C’est tout d’abord en 2020 que l’ex-mairesse de Longueuil, Sylvie Parent, a indiqué que son administration souhaitait procéder à l’euthanasie des cerfs du parc Michel-Chartrand en utilisant la capture. Des citoyens avaient contesté cette décision, une pétition signée par plus de 40 000 personnes avait circulé, et la mairesse avait même fait l’objet de menaces de mort. L’administration longueuilloise avait alors changé de cap et opté pour la relocalisation des bêtes. Puis, la successeure de la mairesse Parent, Catherine Fournier, avait choisi, au moment de son arrivée en poste en 2021, de procéder à la chasse contrôlée des cerfs. Des menaces ont aussi été faites à son endroit, la Sûreté du Québec avait alors enquêté.

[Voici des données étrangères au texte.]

PR #1003, opened 2020-12-22
Improving deploy of collateral with predicates

justinjmoses:
Passing in the
1. Switched `MixinResolver.rebuildCache` to a `public` function so it can be called within the same contract and not be prohibitive with gas
2. Added synth keys as arguments to `Collateral.addSynths` to reduce contract gas usage so no need to fetch synth keys
3. `Collateral.addSynths` calls to `rebuildCache` once done.
4. Added predicate function `Collateral.areSynthsAndCurrenciesSet`  to prevent extra no-op txns during future deployments

TODO
- [x] `CollateralManager` needs be given the same treatment


contracts/Collateral.sol
```diff
@@ -184,6 +184,28 @@ contract Collateral is ICollateralLoan, Owned, MixinSystemSettings {
...
+        view
+        returns (bool)
+    {
+        if (synths.length != _synthNamesInResolver.length) {
+            return false;
+        }
+
+        for (uint i = 0; i < _synthNamesInResolver.length; i++) {
+            bytes32 synthName = _synthNamesInResolver[i];
+            if (synths[i] != synthName) {
```
jacko125, line 198: @justinjmoses  There is an assumption here that synths[] / synths[i] is appended in the same order as always / or in the same order as the input `_synthNamesInResolver` here

justinjmoses: yes, I was cognizant there's not enough contract space to be more specific

mjs-12 (approved):

test/contracts/TradingRewards.spec.js
```diff
@@ -159,7 +159,7 @@ contract('TradingRewards', accounts => {
 			});
 		});
 
-		describe('when SystemSettings tradingRewardsEnabled is set to true', () => {
+		describe.only('when SystemSettings tradingRewardsEnabled is set to true', () => {
```
jacko125, line 162: .only needs to be removed

PR #1455, opened 2021-08-13
Add default private key for local-ovm deploys

liamzebedee:
Previously we had to specify this on the command-line as `--private-key`.


barrasso (approved):
LGTM

liamzebedee:
Hmmm, weird, job-fork-tests is still broken. Gonna check again.

PR #1456, opened 2021-08-13
Richer Futures position and margin events

zyzek:
- Adds a `PositionModified` event, to keep track of any changes made to a position, including by (involuntary) alterations to the margin balance when it is realised.
- Adds a `MarginTransferred` event, that tracks when a user has voluntarily deposited or withdrawn margin.
- Simplifies the `OrderConfirmed` event, moving most of its contents into the `PositionModified` event.
- 
- Deletes the redundant `ParameterUpdated` event, which was not properly cleaned up when settings were moved into a separate contract.
- Adds a `uint fee` field to the `PositionLiquidated` event, so we can track how much the liquidator was paid.
- Adds the `FundingRecomputed` event, to track all modifications of the funding sequence.
- Fixes a small bug where PnL and funding fields in a position were being updated when margin was being transferred, even if the user had no position open.
- Renames `modifyMargin` and related functions to `transferMargin`, in order to highlight that it was a deposit or a withdrawal, and not a modification due to profit or funding. The latter can now be inspected by examining `PositionModified` events.

### DIFF
--- a/contracts/FuturesMarket.sol
+++ b/contracts/FuturesMarket.sol
@@ -791,7 +791,7 @@ contract FuturesMarket is Owned, Proxyable, MixinFuturesMarketSettings, IFutures
         return (uMargin, Status.Ok);
     }
 
-    function _modifyMargin(
+    function _transferMargin(
         int marginDelta,
         uint price,
         uint fundingIndex,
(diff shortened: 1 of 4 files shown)


jacko125 (approved):

liamzebedee (approved):
looks good to me!

clementbalestrat (approved):

PR #1458, opened 2021-08-13
Ensure the fork tests are correctly running the upcoming release

justinjmoses:
A number of problems are fixed in this PR:

1. The `releases.json` had two entries with `released: false` and *Mirfak* should have been marked as `ovm: false` (the latter prevented the CI `fork-tests` from properly deploying the changed contracts
2. SIP-150 had been merged into `develop` and was causing `Cached synth sum exceeds total debt` errors (which is why 150 was rejected in the first place). It had to be reverted along with the changed test.
3. There was a bug in `Deployer` when it was migrated to `ethers` that `deployed` was showing as `truthy` and hence the deploy script was showing that every contract was redeployed when they weren't.


publish/releases.json
```diff
@@ -278,7 +278,7 @@
 	},
 	{
 		"name": "Dubhe (Optimism)",
-		"released": false,
```
justinjmoses, line 281: This was indeed released. I think the `prepublishOnly` script should amend the last entry here to `true`. Thoughts @ajsantander ?

publish/releases.json
```diff
@@ -292,17 +292,16 @@
 		"released": false,
 		"version": {
 			"major": 2,
-			"minor": 47
```
justinjmoses, line 295: Mirfak should increment this number

publish/releases.json
```diff
@@ -292,17 +292,16 @@
...
+			"minor": 48
 		},
-		"ovm": true,
```
justinjmoses, line 297: This was incorrect

publish/releases.json
```diff
@@ -292,17 +292,16 @@
...
 		"sources": [
-			"Synthetix",
```
justinjmoses, line 299: sort ascending for easy reading

publish/releases.json
```diff
@@ -292,17 +292,16 @@
...
 			"DebtCache",
-			"SynthsUSD",
-			"SynthsETH"
+			"FeePool",
+			"Issuer",
+			"Synthetix",
+			"SynthsETH",
+			"SynthsUSD"
 		],
-		"sips": [142]
```
justinjmoses, line 306: adding 145 (already merged into DebtCache a while back and thus will be released with 142, and 170 for inflation diversion to L2)

publish/src/Deployer.js
```diff
@@ -409,7 +409,7 @@ class Deployer {
 		await this._updateResults({
 			name,
 			source: deployedContract.source,
-			deployed: deployedContract.deployed,
```
justinjmoses, line 412: `deployed` is a function on an ethers contract and hence it was coercing to a truthy value.

publish/src/commands/deploy/system-and-parameter-check.js
```diff
@@ -215,20 +215,20 @@ module.exports = async ({
 			: yellow('⚠ NO'),
 	});
 
+	console.log(
```
justinjmoses, line 218: Moving this above the confirm so even when run with `--yes` we can see which contracts the deploy script is set to update

leomassazza (approved):
LGTM

PR #1459, opened 2021-08-16
deprecate ethercollateral loans

jacko125:
Minor audit feedback


justinjmoses (approved):
Just a note, even if we remove `EmptyEtherCollateral` it will still be referenced in `sources` for the contracts it was deployed for on L2...  Did we want to do this? I'm OK with it, just being explicit about this decision

contracts/BaseSynthetix.sol
```diff
@@ -87,8 +87,6 @@ contract BaseSynthetix is IERC20, ExternStateToken, MixinResolver, ISynthetix {
         return issuer().totalIssuedSynths(currencyKey, false);
     }
 
-    // TODO: refactor the name of this function. It also incorporates the exclusion of
```
liamzebedee, line 90: The auditors told you to remove this comment? 😄 @jacko125

liamzebedee (approved):
This looks good.

liamzebedee:
> Just a note, even if we remove `EmptyEtherCollateral` it will still be referenced in `sources` for the contracts it was deployed for on L2... Did we want to do this? I'm OK with it, just being explicit about this decision

What happens usually with these?

contracts/BaseSynthetix.sol
jacko125: Yep the name of the function has been updated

Cette mesure avait été portée jusqu’en Cour supérieure par les citoyens en opposition, mais leur requête fut déboutée et le tribunal a confirmé que Longueuil pouvait procéder à l’abattage des cerfs. Ne lâchant pas l’affaire, les personnes à l’origine du dossier sont ensuite passées en Cour d’appel pour faire annuler la décision, qui fut temporairement suspendue en décembre 2022 par cette instance. La Cour d’appel a finalement refusé d’entendre la cause. En décembre 2023, la Ville de Longueuil a annoncé sa décision d’aller de l’avant avec la chasse des cerfs d’ici la fin de 2024.